1. Field of the Invention
The field of the invention relates to data processing and in particular to accessing caches using μTAGs.
2. Field of the Invention
This invention relates to the field of data processing systems. More particularly, this invention relates to the field of accessing data within a cache.
3. Description of the Prior Art
Caches within data processors can store large amounts of data. Accessing data within caches can be quite a complicated procedure requiring addresses of a relatively large size. Manipulation of such addresses can therefore require significant amounts of power and time. Caches have been organised in a number of ways in order to reduce power and time overheads involved in accessing storage locations within the caches.
One popular way of configuring a cache is the so-called ‘set associative’ cache. A 16 Kbyte set associative cache is shown in FIG. 1. The cache shown is such a 4-way set associative cache 10 having 4 ways 11, 12, 13, 14 each containing a number of cache lines 20. A data value (in the following examples, a word) associated with a particular address 35 can be stored in a particular cache line of any of the 4 ways (i.e. each set has 4 cache lines, as illustrated generally by reference numeral 22). Each way stores 4 Kbytes (16 Kbyte cache/4 ways). If each cache line stores eight 32-bit words then there are 32 bytes/cache line (8 words×4 bytes/word) and 128 cache lines in each way ((4 Kbytes/way)/(32 bytes/cache line)). Hence, in this illustrative example, the total number of sets would be equal to 128, i.e. ‘M’ in the figure would be 127.
In order to address data stored in this sort of a cache an address 35 comprising a SET or index portion 37, which indicates which of the sets or lines the address is referring to and a TAG portion 36 indicating which of the four ways it is in is used. Such an address identifies a cache line and a cache way. The line being identified by the set and a comparison and match of TAGs stored in 4 TAG RAMs 25 with the TAGs in the corresponding set of the 4 caches 10 indicating the way. In reality more than one data word may be stored in a cache line within a cache way and thus, the address may contain further information.

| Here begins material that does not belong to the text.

PR #474, opened 2020-03-11
Add human-readable log output to Jenkins console

katstevens:
https://trello.com/c/AnvspHsL/1526-log-human-readable-stats-on-jenkins-framework-stats-output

When accessing data stored in a cache organised in this way, any virtual address produced by a programming model will need to be converted to a physical address. This can slow the procedure, as the program will produce the virtual address early, but the data cannot be accessed until it is converted to a physical address.
A known way of converting a virtual address to a physical address is by the use of a translation lookaside buffer or TLB. FIG. 2 shows a known way of accessing data during which a virtual address is converted to a physical address, the physical address then being used to access the data. The physical address 35 comprises a tag portion 36 and an index portion 37. The index portion is used to indicate which set within the cache ways the address refers to. Thus, a corresponding line within the plurality of cache tag directories 40 is selected using the index portion of address 35. The tag portion 36 of address 35 is then compared in comparator 60 with the four tags stored in each of the four cache tag directories that correspond to the four ways of the cache. When a comparison gives a match this indicates the cache way storing the data item and this data item can then be accessed from cache 50 using multiplexer 70.
This is one way in which data identified by a virtual address can be accessed. The initial step in this procedure is conversion of the virtual address to a physical address using a table lookaside buffer. This is not a fast step and thus, having this as the first step in the procedure considerably slows the critical path. An alternative to this is shown in FIG. 3. This system is referred to as a virtually indexed/physically tagged cache system. In this example the data access is performed using the virtual index to select which set (or line) the tag will be stored in. Thus, as soon as the virtual address is available this step can be performed in parallel with the conversion of the virtual address to a physical address using the TLB 30. Once the physical tag has been produced by the TLB 30 this is compared with the four tags selected from the cache tag directory by the index. When a match is found then this is used to access the data from the cache 50.
This is faster than the data access shown in FIG. 2. However, tags can be relatively long pieces of data, for example a memory system which has a 32K 4-way set-associative cache structure (consisting of 64 byte cache line size), would have tags of 19 bits (for a processor with 32-bit addresses). Thus, the comparison stage can be slow.
Furthermore, this process requires the accessing of multiple RAMs i.e. multiple cache tag directories and cache data arrays (RAMs) are accessed during the procedure and power consumption is therefore high.
One known way of addressing the issue of always having to access multiple RAMS is to use μTAGs. μTAGs are used to store information regarding the cache way of recent cache accesses. These are particularly useful in instruction cache accesses. As instructions are often processed in loops the same instruction may be accessed multiple times in close succession. Once a cache access has been made it is known which cache way the location accessed is in, and thus, storing information on recent cache accesses in the form of μTAGs can help reduce the number of times the multiple RAMS need to be enabled. However, in order to be able to associate a cache access request with a previous access substantially the full address of the cache line needs to be stored along with the information on the cache way. An address is often 32 bits long while the information on the cache way is generally only a few bits, depending on the number of ways to be identified. Thus, this solution is expensive in storage particularly if cache access information for several recent cache accesses is stored.